Tightly Coupled Repetitive Blast-Induced Traumatic Brain Injury: Development and Characterization in Mice

A mouse model of repeated blast exposure was developed using a compressed air-driven shock tube, to study the increase in severity of traumatic brain injury (bTBI) after multiple blast exposures. Isoflurane anesthetized C57BL/6J mice were exposed to 13.9, 20.6, and 25 psi single blast overpressure (BOP1) and allowed to recover for 5 days. BOP1 at 20.6 psi showed a mortality rate of 2% and this pressure was used for three repeated blast exposures (BOP3) with 1 and 30 min intervals. Overall mortality rate in BOP3 was increased to 20%. After blast exposure, righting reflex time and body-weight loss were significantly higher in BOP3 animals compared to BOP1 animals. At 4 h, brain edema was significantly increased in BOP3 animals compared to sham controls. Reactive oxygen species in the cortex were increased significantly in BOP1 and BOP3 animals. Neuropathological analysis of the cerebellum and cerebral cortex showed dense silver precipitates in BOP3 animals, indicating the presence of diffuse axonal injury. Fluoro-Jade B staining showed increased intensity in the cortex of BOP3 animals indicating neurodegeneration.
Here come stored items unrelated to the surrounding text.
PR #2430, opened 2026-05-06
Only receive y-data for graphs from the ocs

toddburnside:
Now only y data and x-axis information is being returned from the OCS. This should save significant time serializing and deserializing. In addition, the x data is never constructed on the server, and traversal of the y data is minimized.

### DIFF
--- a/itc/service/src/main/resources/graphql/itc_base.graphql
+++ b/itc/service/src/main/resources/graphql/itc_base.graphql
@@ -394,21 +394,29 @@ enum ItcGraphType {
   S2N_GRAPH
 }
 
-type GraphAxis {
+type GraphXAxis {
   """First value of the axis"""
   start: Float!
 
   """Last value of the axis"""
   end: Float!
 
+  """How many values for the axis"""
+  count: PosInt!
+}
+
+type GraphYAxis {
   """Max value of the axis"""
   max: Float!
+
+  """Index of the max value on the x axis"""
+  indexOfMax: Int!
 
   """Min value of the axis"""
   min: Float!
 
-  """How many values for the axis"""
-  count: PosInt!
+  """Index of the min value on the x axis"""
+  indexOfMin: Int!
 }
 
 type ItcSeries {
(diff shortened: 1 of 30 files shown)


itc/service/src/main/resources/graphql/itc_base.graphql
```diff
@@ -394,21 +429,29 @@ enum ItcGraphType {
...
-type GraphAxis {
+type GraphXAxis {
   """First value of the axis"""
   start: Float!
 
   """Last value of the axis"""
   end: Float!
 
+  """How many values for the axis"""
+  count: PosInt!
```
cquiroz, line 440: I guess this implies a constant step size, is that correct?

itc/service/src/main/resources/graphql/itc_base.graphql
```diff
@@ -505,9 +542,6 @@ type SpectroscopyTimeAndGraphsResult {
   """ITC results for each target, in case all targets succeed"""
   targetTimesAndGraphs: [TargetTimeAndGraphsOutcome!]
 
-  """In case of errors in integration times, we short cirtuit to the results from integration times"""
```
cquiroz, line 508: 👍

itc/service/src/main/resources/graphql/itc_base.graphql
toddburnside: Correct. We were actually doing this before to send the axis data to explore, I just moved that calculation to the ocs.

itc/service/src/main/scala/lucuma/itc/service/ItcCacheOrRemote.scala
```diff
@@ -28,7 +28,7 @@ import scala.concurrent.duration.*
  */
 trait ItcCacheOrRemote extends Version:
   // Manual version to manually force a flush
-  private val ManualCacheVersion = 1
+  private val ManualCacheVersion = 2
```
cquiroz: since the jar files were updated this may not be needed

toddburnside: Oh, does that break the cache as well?

toddburnside: Ah, I see that below. I can revert this.

cquiroz (approved):
LGTM

PR #2524, opened 2026-05-29
Gnirs acquisiton model adjustments

rpiaggio:
- Acquisition filter follows default/explicit pattern like the Flamingos2 one.
- Use `_effective` `COALESCE` view column for all default/explicit columns.
- Infer default acquisition filter as the closest to the science wavelength from a select list, again mimicking Flamingos2 logic.


rpiaggio:
Companion explore PR: https://github.com/gemini-hlsw/lucuma-apps/pull/884

modules/service/src/main/resources/db/migration/V1159__gnirs_acq_filter.sql
```diff
@@ -0,0 +1,102 @@
...
+
+-- The acquisition filter is now an optional explicit override (NULL = use default).
+ALTER TABLE t_gnirs_long_slit ALTER COLUMN c_acq_filter DROP NOT NULL;
+
+CREATE VIEW v_gnirs_long_slit AS
+  SELECT
+    ls.*,
+    -- grating wavelength default + effective
+    d.c_grating_wavelength_default,
+    COALESCE(ls.c_grating_wavelength, d.c_grating_wavelength_default) AS c_grating_wavelength_effective,
```
swalker2m, line 29: I like this `_effective` field idea for the view.  Wish I'd done it elsewhere.

swalker2m (approved):
Looks great, no notes. :+1:

modules/service/src/main/resources/db/migration/V1159__gnirs_acq_filter.sql
rpiaggio: Credit where it's due: it was Claude's idea

PR #2525, opened 2026-05-29
Allow determining if sequences have been materialized and deleting them

toddburnside:
I think this is ready for review now.

Final state:
- AccessControl prevents `deleteSequence` for executed observations.
- An additional check prevents `deleteSequence` if the observation has any visits.

Because of those 2 limitations, we don't have to worry about whether we should delete the static config or not, because the static config is created on the first visit.


modules/service/src/main/scala/lucuma/odb/graphql/mapping/AccessControl.scala
```diff
@@ -757,4 +758,27 @@ trait AccessControl[F[_]] extends Predicates[F] {
                   case o       => Result.internalError(s"Checked one id '$o', but got a list of ids back: $os")
       yield c).value
 
+  def selectForUpdate(
+    input: DeleteSequenceInput
+  )(using Services[F], NoTransaction[F]): F[Result[AccessControl.CheckedWithId[Unit, Observation.Id]]] =
+    val allowedStates: Set[ObservationWorkflowState] =
+      if user.role.access <= Access.Pi then ObservationWorkflowState.preExecutionSet // ok prior to execution
+      else ObservationWorkflowState.allButComplete
```
toddburnside: I wasn't sure about the access limitations, but it seemed reasonable to not allow deleting a sequence for completed observations.

swalker2m (approved):
This looks great to me. :+1:

PR #2530, opened 2026-06-01
Shortcut 8595: proximity error

swalker2m:
Adds a proximity test to the GHOST IFU mapping such that target + sky or target + target configurations in which the two IFU probes are required to be too close are flagged.

### DIFF
--- a/modules/sequence/src/main/scala/lucuma/odb/sequence/ghost/ifu/GhostIfuMappingSyntax.scala
+++ b/modules/sequence/src/main/scala/lucuma/odb/sequence/ghost/ifu/GhostIfuMappingSyntax.scala
@@ -25,12 +25,20 @@ import lucuma.core.util.Timestamp
  */
 object GhostIfuMappingSyntax:
 
+  private enum AssignmentResult:
+    case TargetAtIfu1 extends AssignmentResult
+    case TargetAtIfu2 extends AssignmentResult
+    case OutOfRange   extends AssignmentResult
+    case TooClose     extends AssignmentResult
+
+  import AssignmentResult.*
+
   private def ifuAssignment(
     base:          Coordinates,
-    c1:            Coordinates,
-    c2:            Option[Coordinates],
+    target:        Coordinates,
+    skyOrTarget:   Option[Coordinates],
     positionAngle: Option[Angle]
-  ): Int =
+  ): AssignmentResult =
     val angle  = positionAngle.getOrElse(Angle.Angle0)
 
     val field1 = GhostIfuPatrolField.ifu1PatrolFieldAt(angle, Offset.Zero)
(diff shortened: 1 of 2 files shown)


modules/sequence/src/main/scala/lucuma/odb/sequence/ghost/ifu/GhostIfuMappingSyntax.scala
```diff
@@ -25,12 +25,20 @@ import lucuma.core.util.Timestamp
  */
 object GhostIfuMappingSyntax:
 
+  private enum AssignmentResult:
+    case TargetAtIfu1 extends AssignmentResult
```
cquiroz, line 29: I was going to suggest on the last PR to use an enum rather than numbers.
Should we use these on the frontend for presenting errors?

modules/sequence/src/main/scala/lucuma/odb/sequence/ghost/ifu/GhostIfuMappingSyntax.scala
```diff
@@ -39,12 +47,30 @@ object GhostIfuMappingSyntax:
...
+      if shape1.contains(pos1) && pos2.forall(shape2.contains)      then TargetAtIfu1
+      else if pos2.forall(shape1.contains) && shape2.contains(pos1) then TargetAtIfu2
+      else OutOfRange
+
+    extension (a: Angle)
+      def µas: Long =
+        Angle.signedMicroarcseconds.get(a).abs
+
+    // Check whether the positions are too close.
+    pos2.fold(preliminaryResult): p =>
```
cquiroz, line 63: are these measured from the center of each ifu?

cquiroz (approved):
LGTM

modules/sequence/src/main/scala/lucuma/odb/sequence/ghost/ifu/GhostIfuMappingSyntax.scala
swalker2m: Would it be useful?  I just made it a private enum to communicate which message to send.  I'm not sure how we'd communicate the enum back, unless we expose this information in the API itself I guess.

modules/sequence/src/main/scala/lucuma/odb/sequence/ghost/ifu/GhostIfuMappingSyntax.scala
swalker2m: Just from the two coordinates.  It just checks whether the two coordinates are within 102 arcseconds of one another.  Is this correct?

cquiroz: i was just wondering, i guess it is the same as in the OT?

cquiroz (approved):
LGTM

PR #2531, opened 2026-06-01
Gnirs preliminary acquisition sequence generation

rpiaggio:
- Remove the special cases for no-acquisition Gnirs spectroscopy.
- Implement preliminary acquisition sequence generation for Gnirs. Tried to mimick F2's logic with the new Gnirs requirements. It may need some iteration:
  - The specs show duplicated steps. I don't know if this was done in OCS to have a generated step handy in case it needed repetition or if we actually want the duplicated step in the sequence. I'm assuming the former. Since in GPP we can edit the sequence and clone steps, this wouldn't be necessary.
  - The specs show a different filter in the first step in some cases. I'm not sure what the logic is behind this. For the moment, the same filter is used throughout.

I've already asked these things to Andy. I'd like to merge this PR so it doesn't diverge too much and continue work on the explore logic while we wait for answers, we can fine tune later.

### DIFF
--- a/ITC-README.md
+++ b/ITC-README.md
@@ -1,6 +1,5 @@
 # lucuma-itc
 
-
 This is a graphql server acting as a proxy for the old ocs2-based itc server
 
 # Run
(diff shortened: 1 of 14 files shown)


swalker2m (approved):
Seems plausible to me.  :+1:

PR #2533, opened 2026-06-01
Shortcut 7072: GMOS Acquisition Read Mode

swalker2m:
Uses `LOW` read mode for long acquisition exposure times.

### DIFF
--- a/modules/sequence/src/main/scala/lucuma/odb/sequence/gmos/longslit/Acquisition.scala
+++ b/modules/sequence/src/main/scala/lucuma/odb/sequence/gmos/longslit/Acquisition.scala
@@ -109,10 +109,12 @@ object Acquisition:
           _  <- optics.fpu           := GmosFpuMask.Builtin(fpu).some
           _  <- optics.xBin          := GmosXBinning.One
           _  <- optics.yBin          := GmosYBinning.One
+          _  <- optics.ampReadMode   := GmosAmpReadMode.Fast
           _  <- optics.roi           := acqConfig.roi.slitRoi
           s1 <- scienceStep(10.arcsec, 0.arcsec, ObserveClass.Acquisition)
 
           _  <- optics.exposure      := lastExpTime(exposureTime)
+          _  <- optics.ampReadMode   := readMode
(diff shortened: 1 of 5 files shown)


modules/sequence/src/main/scala/lucuma/odb/sequence/gmos/longslit/Acquisition.scala
```diff
@@ -97,6 +101,7 @@ object Acquisition:
           _  <- optics.grating       := none[(G, GmosGratingOrder, Wavelength)]
           _  <- optics.xBin          := GmosXBinning.Two
           _  <- optics.yBin          := GmosYBinning.Two
+          _  <- optics.ampReadMode   := readMode
```
cquiroz, line 104: Will this apply to all steps in the acq?

swalker2m: Yes, any settings that aren't explicitly changed apply to the remaining steps.  One question is whether we're supposed to switch back to `FAST` for the 20 second step 2.  I'll assume not and correct if necessary.

modules/service/src/test/scala/lucuma/odb/graphql/query/executionAcqGmosNorth_slow.scala
```diff
@@ -0,0 +1,102 @@
...
+                          "exposure": { "seconds": 61.000000 },
+                          "readout": {
+                            "ampReadMode": "SLOW",
+                            "ampGain": "LOW"
+                          }
+                        }
+                      },
+                      {
+                        "instrumentConfig": {
+                          "exposure": { "seconds": 20.000000 },
```
cquiroz, line 79: Like this step should also be slow/low if exp time is under 60?

cquiroz (approved):
LGTM

modules/sequence/src/main/scala/lucuma/odb/sequence/gmos/longslit/Acquisition.scala
swalker2m: I got an answer on this.  We do need to switch back to `FAST` for the 20 second step.

PR #2534, opened 2026-06-01
Add Flamingos2 imaging observing mode enum and stubs

cquiroz:
This a bare minimum to unblock after the lucuma-core release


rpiaggio (approved):
LGTM, thank you!

PR #2537, opened 2026-06-02
Add support to create and read f2 imaging

cquiroz:
This is more or less a one-to-one copy of gmos imaging.


modules/schema/src/main/resources/lucuma/odb/graphql/OdbSchema.graphql
```diff
@@ -9051,6 +9020,155 @@ input Flamingos2LongSlitInput {
...
+
+  """
+  Optional explicitly specified F2 ReadMode. If set it overrides the default.
+  """
+  explicitReadMode: Flamingos2ReadMode
+
+  """
+  Optional explicitly specified F2 Reads. If set it overrides the default.
+  """
+  explicitReads: Flamingos2Reads
```
swalker2m, line 9128: Should there be `defaultReads` and `reads` fields to accompany this?  Same for `defaultReadMode` and `readMode`?

cquiroz: right how did I miss them

modules/service/src/main/scala/lucuma/odb/graphql/input/ImagingFilterCheck.scala
```diff
@@ -0,0 +1,22 @@
...
+
+package lucuma.odb.graphql.input
+
+import cats.data.NonEmptyList
+import cats.syntax.all.*
+import grackle.Result
+import lucuma.odb.data.OdbError
+import lucuma.odb.data.OdbErrorExtensions.*
+
+trait ImagingFilterCheck:
```
swalker2m, line 12: Seems like a good idea to extract this :+1:

swalker2m (approved):
Looks great. :+1:

PR #2538, opened 2026-06-03
Shortcut 8836: Zero minimum time estimate bug

swalker2m:
The time estimate service builds a tree of groups and their observations which it traverses to calculate the minimum and maximum planned time.   Unfortunately it includes deleted groups.

In the issue report, a group (with minimumRequired = 1) contained an observation and three sub-groups, one of which was deleted (and empty).  The empty group had a minimum time estimate of 0.  Since only one is required and it is empty, the minimum time estimate is 0.

The solution is to filter out deleted groups, since they shouldn't be included in the estimate.

### DIFF
--- a/modules/service/src/main/scala/lucuma/odb/service/GroupService.scala
+++ b/modules/service/src/main/scala/lucuma/odb/service/GroupService.scala
@@ -42,7 +42,7 @@ trait GroupService[F[_]] {
   def updateGroups(SET: GroupPropertiesInput.Edit, which: AppliedFragment)(using Transaction[F]): F[Result[List[Group.Id]]]
   def selectGroups(
     programId: Program.Id,
-    groupFilter: AppliedFragment = void"",
+    groupFilter: AppliedFragment = sql"c_existence = $existence"(Existence.Present),
     obsFilter: AppliedFragment = sql"c_existence = $existence"(Existence.Present)
   )(using Transaction[F]): F[GroupTree]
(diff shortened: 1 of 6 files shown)


modules/service/src/main/scala/lucuma/odb/service/GroupService.scala
```diff
@@ -42,7 +42,7 @@ trait GroupService[F[_]] {
   def updateGroups(SET: GroupPropertiesInput.Edit, which: AppliedFragment)(using Transaction[F]): F[Result[List[Group.Id]]]
   def selectGroups(
     programId: Program.Id,
-    groupFilter: AppliedFragment = void"",
+    groupFilter: AppliedFragment = sql"c_existence = $existence"(Existence.Present),
```
cquiroz, line 45: What happens if the caller passes another filter? should the existence filter be appended to the passed param?

swalker2m: I take it that if you supply your own filter it would decide whether to include deleted elements, just as was done for the observation filter in the next line down.

cquiroz (approved):
LGTM

modules/service/src/main/scala/lucuma/odb/service/GroupService.scala
swalker2m: I checked the actual usages outside of tests and (a) we never pass any filters and (b) all are in contexts in which we should have been excluding deleted groups.

PR #2540, opened 2026-06-03
Gnirs acquisition fine tuning: sky offsets are typed to acquisition type faint

rpiaggio:
Also, first step when VeryBright should always use H filter.

This PR requires https://github.com/gemini-hlsw/lucuma-core/pull/1432, it will fail to compile until that core PR is released. But it can still be reviewed.


modules/schema/src/main/resources/lucuma/odb/graphql/OdbSchema.graphql
```diff
@@ -9726,20 +9726,16 @@ input Igrins2LongSlitInput {
...
-  filter: GnirsFilter!
+  coadds: PosInt!
 
-  "The acquisition filter used by default (closest acquisition filter to the science wavelength) when no explicit filter is specified."
-  defaultFilter: GnirsFilter!
+  explicitAcquisitionType: GnirsAcquisitionType
 
-  "An explicitly specified acquisition filter to use instead of the default (if any)."
+  "An explicitly specified acquisition filter. When null, the filter is determined automatically from the acquisition mode at sequence-generation time."
   explicitFilter: GnirsFilter
```
swalker2m, line 9736: `filter` and `defaultFilter` are removed, but we keep `explicitFilter`?   Also, shouldn't there be an `acquisitionType` and `defaultAcquisitionType`?

rpiaggio: The thing is that the default acquisition type depends on the exposure time, which we don't have until we call ITC. And the default acquisition filter depends on the acquisition type, so it also depends transitively on the exposure time.

So I decided to implement with the same strategy as read mode (also used for F2) where these values can be `null`, and in that case they are computed automatically during sequence generation after invoking ITC. The UI will show an `Auto` option in the respective dropdowns. That's why there are no defaults, the default is simply `null`. 

The alternative to this is to invoke ITC when creating the observing mode and on every relevant update.

swalker2m (approved):
I'm not really following this one, but it seems plausible.

PR #2541, opened 2026-06-03
Shortcut 8595: Switch to target ids in GHOST IFU mapping

swalker2m:
These are the database changes that would accompany [the core update](https://github.com/gemini-hlsw/lucuma-core/pull/1434).  Needs that PR merged and a core release in order to compile and work.


modules/service/src/main/resources/db/migration/V1166__ghost.sql
```diff
@@ -0,0 +1,111 @@
+-- Migration: Replace IFU coordinate/proper-motion columns with target_id
+-- foreign keys; remove 'nonsidereal' from e_ghost_ifu_mapping.
+--
+-- Precondition: t_ghost_static has no rows (development environment).
```
swalker2m, line 4: Migration by Claude (mostly).   This only works if there are no existing `t_ghost_static` rows, which is the case as of the time of this comment.

modules/service/src/main/resources/db/migration/V1165__ghost.sql
```diff
@@ -0,0 +1,111 @@
...
+    FOREIGN KEY (c_program_id, c_observation_id, c_ifu2_target_id)
+    REFERENCES t_asterism_target (c_program_id, c_observation_id, c_target_id);
+
+-- -----------------------------------------------------------------------
+-- 4. Remove 'nonsidereal' from e_ghost_ifu_mapping.
+--    PostgreSQL has no DROP VALUE so we rename, recreate, cast, clean up.
+-- -----------------------------------------------------------------------
+ALTER TYPE e_ghost_ifu_mapping RENAME TO e_ghost_ifu_mapping_old;
+
+CREATE TYPE e_ghost_ifu_mapping AS ENUM (
```
cquiroz, line 60: I recall you had to create the enums in one trasaction and use them on the next. But this seems to be passing tests

cquiroz (approved):
LGTM

modules/service/src/main/resources/db/migration/V1165__ghost.sql
swalker2m: Right, I'm not sure what the deal is.  I tried the migration myself of dev database data and there were no complaints. 🤔

PR #2546, opened 2026-06-04
Implement resource endpoints connected to database

hugo-vrijswijk:


resource/service/src/main/resources/db/migration/V0000__telescope_night_timeline.sql
```diff
@@ -0,0 +1,96 @@
+-- SITES
+
+create type e_site as enum('gn', 'gs');
```
cquiroz, line 3: Is this a separate db right? We have some of these enums on the common db

hugo-vrijswijk: At this point in time it is a separate db, yes

resource/service/src/main/scala/resource/server/graphql/QueryMapping.scala
```diff
@@ -3,56 +3,57 @@
...
 import lucuma.core.enums.Site
 import lucuma.odb.graphql.binding.*
-import resource.model.*
-import resource.server.DummyData
+import resource.server.graphql.table.*
 
 import java.time.LocalDate
 
-trait QueryMapping[F[_]: Sync] extends BaseMapping[F] {
+given Eq[LocalDate] = Eq.fromUniversalEquals
```
cquiroz: We may have this instance on cats time

cquiroz (commented):
In general it seems fine I wonder if there is some code that could be shared across servers. Do you think it would help?

resource/service/src/main/scala/resource/server/graphql/QueryMapping.scala
hugo-vrijswijk: I thought it must be somewhere. Thanks

hugo-vrijswijk:
> In general it seems fine I wonder if there is some code that could be shared across servers. Do you think it would help?

Yeah probably. I didn't want to depend directly on `service`. But I might end up moving some code to a separate module

PR #2547, opened 2026-06-04
Igrins2 reacquistion time should be 0

cquiroz:


modules/service/src/main/resources/db/migration/V1167__igrins2_reacquisition_zero.sql
```diff
@@ -0,0 +1,21 @@
+-- IGRINS-2 has on-instrument guiding and flexure compensation, so
+-- re-acquisitions are not required.
+-- Set the reacquisition overhead to 0.
+UPDATE t_time_estimate
+   SET c_time = '0 seconds'
+ WHERE c_tag = 'igrins2_reacquisition';
+
+-- Recalculate the time estimates for all observations
+TRUNCATE TABLE t_obscalc;
```
cquiroz: @swalker2m this maye be heavy handed but I see we have used this style for other similar adjustments.
Should I try to only delete igrins2 obscalc entries instead?

swalker2m: I think we could probably do something like:

```sql
UPDATE t_obscalc c
SET c_obscalc_state = 'pending'
FROM t_observation o
WHERE c.c_observation_id = o.c_observation_id
 AND o.c_instrument = 'igrins2'; 
```

cquiroz: done

swalker2m (approved):
Looks great. :+1:

PR #857, opened 2017-08-14
parent exposure

ColinFay:
Added info about how to expose a class parent to his children.

## Copyright


hadley:
This also is a bit too esoteric for the book. But thanks for writing it and I hope you can use it elsewhere.

PR #858, opened 2017-08-14
share objects

ColinFay:
Share objects across R6 instances. 

## Copyright


hadley:
Thanks for writing this, but to me, it seems sufficiently esoteric to be out of scope for this chapter.

PR #859, opened 2017-08-16
Small edits to first sections of OO chapter

jennybc:
I read the intro (and a bit beyond). I think it gives a very useful overview of the OOP scene. PR is just a few copy edits and html-commented questions that popped into my mind.

A big-picture question I'll just leave here:
Is is possible to say at a very high-level what sorts of tasks each system is suited for? Like, is there any interesting anecdote re: why BioC embraced S4? When do people tend to turn to R6? I.e. why was it chosen for httr?

### DIFF
--- a/OO.Rmd
+++ b/OO.Rmd
@@ -7,7 +7,7 @@ In the following five chapters you'll learn about __object oriented programming_
 * There are multiple OOP systems to choose between. In this book, I'll focus 
   on the three that are most important in my opinion: S3, S4, and R6.
 
-* S3 and S4 come from a very different heritage to the OOP found in most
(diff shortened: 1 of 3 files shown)


hadley:
I've added a sentence to the end of each reason:


* Learning a little S3 allows your functions to return richer results 
  that have a user friendly display and programmer friendly internals.
  This is why S3 is used throughout base R.

* Investing in S4 can be helpful for building up large systems that evolve
  over many years and are written by many programmers. This is why the
  Bioconductor project uses S4 as fundamental infrastructure.
  
* Mastering R6 gives you a standard way to escape R's copy-on-modify semantics
  when needed. This is particularly important if you want to model
  real-world objects that change over time.

PR #861, opened 2017-08-22
Make na_value consistent

EdwinTh:
In the code block right before this one `na_value` is used, but now `na.value`. However, it seems they are indicating the same so changing the writing is confusing to me.


hadley:
Thanks!

PR #868, opened 2017-09-13
Re-order function types to match text

PeteHaitch:
So that the order of the function types in the code chunk is the same as in the above description


hadley:
Thanks!

PR #871, opened 2017-09-15
Fix 2 typos in OO-tradeoffs.Rmd

jimvine:
"is" to "if" and remove unnecessary "because". I assign the copyright in this edit to Hadley Wickham.


hadley:
Thanks!

PR #881, opened 2017-10-04
List + [ + NULL = list(), not list(NULL)

dkahle:
The subsetting section's table says that subsetting a list (with `[`) with `NULL` returns `list(NULL)`, but it just returns `list()`.  This corrects that.
```r
as.list(1:4)[NULL]
# list()
```


hadley:
Thanks!

PR #887, opened 2017-10-27
Typo and Call lists could be simplified

dan87134:
Arithmetic error in "Operator precedence and associativity.

As is it introduces the concept of recursion which a lot of people won't be familiar with. I think the replacement text gets across the idea that a call can contain other calls without need to introduce the term recursion... which I don't think will be used elsewhere in the book.


hadley:
Thanks!

Issue #882, opened 2017-10-11
Diagrams in Ch. 18 Expressions are not colorblind-friendly


brianwdavis:
It's very difficult to distinguish the black and purple colors with the light line-weights used. Only when zooming in (as displayed below vs as shown in context) can I easily discern the rounded corners and difference in hue. Please consider more aggressive rounding of the corners and thicker line-weights to differentiate.

![image](https://user-images.githubusercontent.com/13338560/31418228-d4aac224-ae02-11e7-91e0-4e66858695b2.png)

![image](https://user-images.githubusercontent.com/13338560/31418341-85b2348a-ae03-11e7-9e5c-b9d0dfa3128f.png)

hadley:
The hue is strikingly different to me, even at the small size in the image, and it should be even better in a printed book. Let me ask a few others.

brianwdavis:
Perhaps my poor color vision is an outlier, but it's not usually **that** bad compared to others. I'm using a (several years old) Dell LCD monitor at its native resolution. Even when I fiddle with the brightness or contrast settings, it's  difficult for me to distinguish hues with light lineweights like that diagram.

When zooming in using Chrome, I get to just about the size where I would be able to tell the colors apart at 150%, but then the text is enormous.

dan87134:
You can't depend on how an image looks on "your" monitor. There is a wide range of quality in the color management of monitors in the field.

If color or line width is supposed to convey info make both obvious, don't be subtle at all.

High res monitors often do a poor job of fine lines because, in effect, they make the lines finer than what they look like on a standard res monitor.

Printed materials use a different color gamut, CMYK, than the ones used on computer monitors. The result is an image using CMYK will appear to be muted, i.e. less bright, than one using a typical color gamut for a computer monitor like sRGB. The printed page just can't show the range of colors a computer monitor can.

Ask your printer if you can use sRGB in your images (you probably can) and then use something like Photoshop to see what they will look like after the printer converts them, (think reduces them... CMYK cannot represent all the colors on a computer screen).

That way you will end up with good images for the online version of the book.

The image below is an example of what happens when easy to recognize colors on a monitor are converted to CMYK (I used Photoshop to simulate the conversion. Photoshop can also be used to simulate what color blind people will see, those differences are really dramatic.) If you don't see a difference your monitor may need some adjustment...

Actually it also shows (the image on the right) what the on line version will look like if you publish CMYK colors on the web. Pretty dull, huh? :-)

[...]

PR #890, opened 2017-10-27
AST lines to thin for color

dan87134:
I made this as a text comment because I don't know how to "push" back a changed diagram (really new to git). It's really a change recommendation to make the diagrams more readable. As is, for all practical purposes, all the lines in the diagram are the same color. 

The lines that border the nodes are to thin. On high resolution displays like I it is very hard to distinguish the color. The lines need to be thicker, maybe make at least 12 pixels wide if you expect the color to convey information.

Also as is the lines vary in width. The box around "f" is wider than the rest. It looks like it was a screen grab instead of an export from whatever editor you are using to create the image and the "f" box was probably selected when the screen grab was done. 

All this is just IMHO of course.


hadley:
Duplicate of #882

PR #891, opened 2017-10-28
Whitespace and code structure

dan87134:
The intro makes the point that R code structured as a hierarchy. That is the key concept in this chapter. It should be used here too. 

I think it is also important to mention that whitespace in a string is retained... most readers probably have never written a parser or a grammar and given the sole example of <- may wonder why strings retain all whitespace... for example HTML does not retain all whitespace and that is something many readers would be familiar with, even fought with.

Rota Rod behavioral test showed a significant decrease in performance at 10 rpm following BOP1 or BOP3 at 2 h post-blast, which gradually recovered during the 5 days. At 20 rpm, the latency to fall was significantly decreased in both BOP1 and BOP3 animals and it did not recover in the majority of the animals through 5 days of testing. These data suggest that repeated blast exposures lead to increased impairment severity in multiple neurological parameters of TBI in mice.